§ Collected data
PR #791, opened 2021-02-19
Adding MinBais PU and two Snowmass Campaigns

scarletnorberg:
PRCAMPAIGNS-183 Run3Winter21DRMiniAOD adding PU 
PRCAMPAIGNS-187 SnowmassWinter21wmLHEGEN new campaign
PRCAMPAIGNS-185 SnowmassWinter21GEN new campaign

### DIFF
--- a/campaigns.json
+++ b/campaigns.json
@@ -256,8 +256,8 @@
   }, 
   "MiniAODHI18Data": {
     "SiteWhitelist": [
-     "T2_US_Vanderbilt"
-        ],
+      "T2_US_Vanderbilt"
+    ], 
     "fractionpass": 1.0, 
     "go": true, 
     "lumisize": -1, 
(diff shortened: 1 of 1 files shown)


haozturk:
@scarletnorberg  This PR removes the `pPb816Spring16pLHE` campaign. I suspect this is not intentional. If you agree, can you please fix it?
Another comment in general: When I see the diff in the PR, I see there are lots of additions and removals of the same lines. Since you remove and add the same line, it does not make a difference, but it makes the job of the reviewer harder. Could you please pay attention to it in the future PRs?
@z4027163  FYI

scarletnorberg:
How does this even make sense I did the PR for this https://github.com/CMSCompOps/WmAgentScripts/commit/b225953c9b1bec639045304099e3737f5e3f79b9
So it had to have been from update campaigns. I also pulled from master but this should have been merged into master already.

§ YOUR INSTRUCTIONS
Print all of the entries exactly as they appear.

§ REPLY TO THE TASK
PR #791, opened 2021-02-19
Adding MinBais PU and two Snowmass Campaigns

scarletnorberg:
PRCAMPAIGNS-183 Run3Winter21DRMiniAOD adding PU 
PRCAMPAIGNS-187 SnowmassWinter21wmLHEGEN new campaign
PRCAMPAIGNS-185 SnowmassWinter21GEN new campaign

### DIFF
--- a/campaigns.json
+++ b/campaigns.json
@@ -256,8 +256,8 @@
   }, 
   "MiniAODHI18Data": {
     "SiteWhitelist": [
-     "T2_US_Vanderbilt"
-        ],
+      "T2_US_Vanderbilt"
+    ], 
     "fractionpass": 1.0, 
     "go": true, 
     "lumisize": -1, 
(diff shortened: 1 of 1 files shown)


haozturk:
@scarletnorberg  This PR removes the `pPb816Spring16pLHE` campaign. I suspect this is not intentional. If you agree, can you please fix it?
Another comment in general: When I see the diff in the PR, I see there are lots of additions and removals of the same lines. Since you remove and add the same line, it does not make a difference, but it makes the job of the reviewer harder. Could you please pay attention to it in the future PRs?
@z4027163  FYI

scarletnorberg:
How does this even make sense I did the PR for this https://github.com/CMSCompOps/WmAgentScripts/commit/b225953c9b1bec639045304099e3737f5e3f79b9
So it had to have been from update campaigns. I also pulled from master but this should have been merged into master already.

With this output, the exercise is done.